*EXERCISE GOAL*:
With the records in front of you, set every one of them down exactly.

TASK MATERIAL Start Marker

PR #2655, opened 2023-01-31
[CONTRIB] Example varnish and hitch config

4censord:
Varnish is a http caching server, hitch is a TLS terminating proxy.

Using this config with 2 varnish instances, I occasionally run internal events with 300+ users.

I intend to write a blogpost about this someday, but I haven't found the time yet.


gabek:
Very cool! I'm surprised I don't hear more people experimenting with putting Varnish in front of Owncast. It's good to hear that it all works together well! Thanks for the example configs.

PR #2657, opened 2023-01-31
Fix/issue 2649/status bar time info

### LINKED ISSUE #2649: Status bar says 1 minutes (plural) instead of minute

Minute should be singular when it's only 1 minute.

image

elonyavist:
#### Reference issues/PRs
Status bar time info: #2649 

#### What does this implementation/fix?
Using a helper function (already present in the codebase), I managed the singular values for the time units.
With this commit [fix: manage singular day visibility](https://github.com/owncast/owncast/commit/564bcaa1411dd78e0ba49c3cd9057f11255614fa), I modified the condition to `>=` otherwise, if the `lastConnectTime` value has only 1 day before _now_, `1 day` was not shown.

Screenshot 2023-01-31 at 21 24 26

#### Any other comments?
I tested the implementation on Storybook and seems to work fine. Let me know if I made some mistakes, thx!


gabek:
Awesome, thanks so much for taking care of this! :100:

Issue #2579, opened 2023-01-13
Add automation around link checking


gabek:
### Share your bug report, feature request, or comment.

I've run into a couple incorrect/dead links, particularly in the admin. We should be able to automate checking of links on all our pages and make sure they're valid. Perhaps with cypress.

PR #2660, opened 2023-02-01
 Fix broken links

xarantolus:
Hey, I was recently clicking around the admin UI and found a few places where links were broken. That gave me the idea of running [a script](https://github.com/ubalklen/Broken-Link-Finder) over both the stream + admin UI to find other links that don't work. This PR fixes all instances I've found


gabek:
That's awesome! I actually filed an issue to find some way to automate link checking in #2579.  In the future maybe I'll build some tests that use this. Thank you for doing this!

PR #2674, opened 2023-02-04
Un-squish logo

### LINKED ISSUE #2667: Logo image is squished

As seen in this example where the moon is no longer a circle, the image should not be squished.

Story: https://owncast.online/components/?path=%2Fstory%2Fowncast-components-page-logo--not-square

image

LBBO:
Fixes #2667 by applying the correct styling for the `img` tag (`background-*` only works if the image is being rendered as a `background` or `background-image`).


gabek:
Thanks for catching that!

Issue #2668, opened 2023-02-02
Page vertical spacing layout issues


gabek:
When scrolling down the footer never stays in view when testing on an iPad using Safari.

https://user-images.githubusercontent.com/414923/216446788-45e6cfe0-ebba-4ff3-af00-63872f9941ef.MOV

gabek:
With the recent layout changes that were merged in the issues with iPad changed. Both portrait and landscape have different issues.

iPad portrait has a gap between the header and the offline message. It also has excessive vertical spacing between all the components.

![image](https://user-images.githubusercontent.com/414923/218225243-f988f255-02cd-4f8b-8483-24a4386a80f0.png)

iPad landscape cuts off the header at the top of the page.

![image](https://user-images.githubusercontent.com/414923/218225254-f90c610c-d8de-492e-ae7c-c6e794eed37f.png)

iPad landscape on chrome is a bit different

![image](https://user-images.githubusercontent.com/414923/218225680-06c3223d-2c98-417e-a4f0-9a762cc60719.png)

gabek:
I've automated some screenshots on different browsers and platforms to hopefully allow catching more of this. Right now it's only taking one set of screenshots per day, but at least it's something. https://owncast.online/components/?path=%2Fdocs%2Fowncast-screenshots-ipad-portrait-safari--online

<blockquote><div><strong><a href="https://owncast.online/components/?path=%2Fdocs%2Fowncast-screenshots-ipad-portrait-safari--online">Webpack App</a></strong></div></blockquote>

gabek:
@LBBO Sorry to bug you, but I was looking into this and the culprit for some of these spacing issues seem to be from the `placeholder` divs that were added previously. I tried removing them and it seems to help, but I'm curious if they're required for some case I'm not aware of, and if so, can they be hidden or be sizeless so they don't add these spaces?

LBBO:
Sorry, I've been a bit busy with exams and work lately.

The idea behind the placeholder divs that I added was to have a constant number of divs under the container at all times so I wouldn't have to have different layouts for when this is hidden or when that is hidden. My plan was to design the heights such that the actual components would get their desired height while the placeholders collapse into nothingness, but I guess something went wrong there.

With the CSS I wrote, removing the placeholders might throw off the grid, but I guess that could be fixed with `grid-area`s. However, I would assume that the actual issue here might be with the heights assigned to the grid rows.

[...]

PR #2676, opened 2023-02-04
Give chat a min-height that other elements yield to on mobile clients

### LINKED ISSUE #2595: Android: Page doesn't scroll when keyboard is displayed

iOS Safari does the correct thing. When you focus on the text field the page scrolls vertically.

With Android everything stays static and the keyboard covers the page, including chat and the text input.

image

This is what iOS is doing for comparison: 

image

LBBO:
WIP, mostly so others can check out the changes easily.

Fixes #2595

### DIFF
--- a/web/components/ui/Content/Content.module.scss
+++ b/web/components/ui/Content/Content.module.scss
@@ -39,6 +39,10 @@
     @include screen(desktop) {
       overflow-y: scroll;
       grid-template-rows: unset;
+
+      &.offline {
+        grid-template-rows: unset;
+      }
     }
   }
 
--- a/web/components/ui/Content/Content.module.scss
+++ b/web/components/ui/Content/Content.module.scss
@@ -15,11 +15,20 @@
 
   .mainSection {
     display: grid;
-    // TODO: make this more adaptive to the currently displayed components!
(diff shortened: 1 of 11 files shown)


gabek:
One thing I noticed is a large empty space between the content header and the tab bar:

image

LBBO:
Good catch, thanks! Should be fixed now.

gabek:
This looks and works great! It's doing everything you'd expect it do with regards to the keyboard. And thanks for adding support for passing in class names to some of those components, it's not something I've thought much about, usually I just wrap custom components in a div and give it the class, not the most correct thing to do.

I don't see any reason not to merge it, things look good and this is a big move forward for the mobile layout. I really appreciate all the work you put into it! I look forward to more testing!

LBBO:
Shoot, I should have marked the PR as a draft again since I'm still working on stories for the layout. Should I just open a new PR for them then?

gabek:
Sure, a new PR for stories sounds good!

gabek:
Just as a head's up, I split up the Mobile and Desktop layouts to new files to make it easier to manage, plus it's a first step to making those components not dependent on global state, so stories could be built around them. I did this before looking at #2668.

TASK MATERIAL End Marker

*ANSWER FOR THE TASK*:
PR #2655, opened 2023-01-31
[CONTRIB] Example varnish and hitch config

4censord:
Varnish is a http caching server, hitch is a TLS terminating proxy.

Using this config with 2 varnish instances, I occasionally run internal events with 300+ users.

I intend to write a blogpost about this someday, but I haven't found the time yet.


gabek:
Very cool! I'm surprised I don't hear more people experimenting with putting Varnish in front of Owncast. It's good to hear that it all works together well! Thanks for the example configs.

PR #2657, opened 2023-01-31
Fix/issue 2649/status bar time info

### LINKED ISSUE #2649: Status bar says 1 minutes (plural) instead of minute

Minute should be singular when it's only 1 minute.

image

elonyavist:
#### Reference issues/PRs
Status bar time info: #2649 

#### What does this implementation/fix?
Using a helper function (already present in the codebase), I managed the singular values for the time units.
With this commit [fix: manage singular day visibility](https://github.com/owncast/owncast/commit/564bcaa1411dd78e0ba49c3cd9057f11255614fa), I modified the condition to `>=` otherwise, if the `lastConnectTime` value has only 1 day before _now_, `1 day` was not shown.

Screenshot 2023-01-31 at 21 24 26

#### Any other comments?
I tested the implementation on Storybook and seems to work fine. Let me know if I made some mistakes, thx!


gabek:
Awesome, thanks so much for taking care of this! :100:

Issue #2579, opened 2023-01-13
Add automation around link checking


gabek:
### Share your bug report, feature request, or comment.

I've run into a couple incorrect/dead links, particularly in the admin. We should be able to automate checking of links on all our pages and make sure they're valid. Perhaps with cypress.

PR #2660, opened 2023-02-01
 Fix broken links

xarantolus:
Hey, I was recently clicking around the admin UI and found a few places where links were broken. That gave me the idea of running [a script](https://github.com/ubalklen/Broken-Link-Finder) over both the stream + admin UI to find other links that don't work. This PR fixes all instances I've found


gabek:
That's awesome! I actually filed an issue to find some way to automate link checking in #2579.  In the future maybe I'll build some tests that use this. Thank you for doing this!

PR #2674, opened 2023-02-04
Un-squish logo

### LINKED ISSUE #2667: Logo image is squished

As seen in this example where the moon is no longer a circle, the image should not be squished.

Story: https://owncast.online/components/?path=%2Fstory%2Fowncast-components-page-logo--not-square

image

LBBO:
Fixes #2667 by applying the correct styling for the `img` tag (`background-*` only works if the image is being rendered as a `background` or `background-image`).


gabek:
Thanks for catching that!

Issue #2668, opened 2023-02-02
Page vertical spacing layout issues


gabek:
When scrolling down the footer never stays in view when testing on an iPad using Safari.

https://user-images.githubusercontent.com/414923/216446788-45e6cfe0-ebba-4ff3-af00-63872f9941ef.MOV

gabek:
With the recent layout changes that were merged in the issues with iPad changed. Both portrait and landscape have different issues.

iPad portrait has a gap between the header and the offline message. It also has excessive vertical spacing between all the components.

![image](https://user-images.githubusercontent.com/414923/218225243-f988f255-02cd-4f8b-8483-24a4386a80f0.png)

iPad landscape cuts off the header at the top of the page.

![image](https://user-images.githubusercontent.com/414923/218225254-f90c610c-d8de-492e-ae7c-c6e794eed37f.png)

iPad landscape on chrome is a bit different

![image](https://user-images.githubusercontent.com/414923/218225680-06c3223d-2c98-417e-a4f0-9a762cc60719.png)

gabek:
I've automated some screenshots on different browsers and platforms to hopefully allow catching more of this. Right now it's only taking one set of screenshots per day, but at least it's something. https://owncast.online/components/?path=%2Fdocs%2Fowncast-screenshots-ipad-portrait-safari--online

<blockquote><div><strong><a href="https://owncast.online/components/?path=%2Fdocs%2Fowncast-screenshots-ipad-portrait-safari--online">Webpack App</a></strong></div></blockquote>

gabek:
@LBBO Sorry to bug you, but I was looking into this and the culprit for some of these spacing issues seem to be from the `placeholder` divs that were added previously. I tried removing them and it seems to help, but I'm curious if they're required for some case I'm not aware of, and if so, can they be hidden or be sizeless so they don't add these spaces?

LBBO:
Sorry, I've been a bit busy with exams and work lately.

The idea behind the placeholder divs that I added was to have a constant number of divs under the container at all times so I wouldn't have to have different layouts for when this is hidden or when that is hidden. My plan was to design the heights such that the actual components would get their desired height while the placeholders collapse into nothingness, but I guess something went wrong there.

With the CSS I wrote, removing the placeholders might throw off the grid, but I guess that could be fixed with `grid-area`s. However, I would assume that the actual issue here might be with the heights assigned to the grid rows.

[...]

PR #2676, opened 2023-02-04
Give chat a min-height that other elements yield to on mobile clients

### LINKED ISSUE #2595: Android: Page doesn't scroll when keyboard is displayed

iOS Safari does the correct thing. When you focus on the text field the page scrolls vertically.

With Android everything stays static and the keyboard covers the page, including chat and the text input.

image

This is what iOS is doing for comparison: 

image

LBBO:
WIP, mostly so others can check out the changes easily.

Fixes #2595

### DIFF
--- a/web/components/ui/Content/Content.module.scss
+++ b/web/components/ui/Content/Content.module.scss
@@ -39,6 +39,10 @@
     @include screen(desktop) {
       overflow-y: scroll;
       grid-template-rows: unset;
+
+      &.offline {
+        grid-template-rows: unset;
+      }
     }
   }
 
--- a/web/components/ui/Content/Content.module.scss
+++ b/web/components/ui/Content/Content.module.scss
@@ -15,11 +15,20 @@
 
   .mainSection {
     display: grid;
-    // TODO: make this more adaptive to the currently displayed components!
(diff shortened: 1 of 11 files shown)


gabek:
One thing I noticed is a large empty space between the content header and the tab bar:

image

LBBO:
Good catch, thanks! Should be fixed now.

gabek:
This looks and works great! It's doing everything you'd expect it do with regards to the keyboard. And thanks for adding support for passing in class names to some of those components, it's not something I've thought much about, usually I just wrap custom components in a div and give it the class, not the most correct thing to do.

I don't see any reason not to merge it, things look good and this is a big move forward for the mobile layout. I really appreciate all the work you put into it! I look forward to more testing!

LBBO:
Shoot, I should have marked the PR as a draft again since I'm still working on stories for the layout. Should I just open a new PR for them then?

gabek:
Sure, a new PR for stories sounds good!

gabek:
Just as a head's up, I split up the Mobile and Desktop layouts to new files to make it easier to manage, plus it's a first step to making those components not dependent on global state, so stories could be built around them. I did this before looking at #2668.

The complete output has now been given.